* **ASSIGNMENT**
Please transcribe the entries below without omitting a single character.

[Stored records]
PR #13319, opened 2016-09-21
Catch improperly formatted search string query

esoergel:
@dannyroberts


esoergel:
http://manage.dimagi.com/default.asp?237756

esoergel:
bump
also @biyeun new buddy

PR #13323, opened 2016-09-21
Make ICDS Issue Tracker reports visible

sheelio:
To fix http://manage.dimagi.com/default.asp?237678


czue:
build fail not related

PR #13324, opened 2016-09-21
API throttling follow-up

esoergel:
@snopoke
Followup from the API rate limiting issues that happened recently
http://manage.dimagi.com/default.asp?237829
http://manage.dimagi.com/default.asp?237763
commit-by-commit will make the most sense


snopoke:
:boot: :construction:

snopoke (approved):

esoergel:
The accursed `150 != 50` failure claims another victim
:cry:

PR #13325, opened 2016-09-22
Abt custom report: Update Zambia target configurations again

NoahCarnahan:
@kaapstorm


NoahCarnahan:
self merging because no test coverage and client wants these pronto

* **RESPONSE**
PR #13319, opened 2016-09-21
Catch improperly formatted search string query

esoergel:
@dannyroberts


esoergel:
http://manage.dimagi.com/default.asp?237756

esoergel:
bump
also @biyeun new buddy

PR #13323, opened 2016-09-21
Make ICDS Issue Tracker reports visible

sheelio:
To fix http://manage.dimagi.com/default.asp?237678


czue:
build fail not related

PR #13324, opened 2016-09-21
API throttling follow-up

esoergel:
@snopoke
Followup from the API rate limiting issues that happened recently
http://manage.dimagi.com/default.asp?237829
http://manage.dimagi.com/default.asp?237763
commit-by-commit will make the most sense


snopoke:
:boot: :construction:

snopoke (approved):

esoergel:
The accursed `150 != 50` failure claims another victim
:cry:

PR #13325, opened 2016-09-22
Abt custom report: Update Zambia target configurations again

NoahCarnahan:
@kaapstorm


NoahCarnahan:
self merging because no test coverage and client wants these pronto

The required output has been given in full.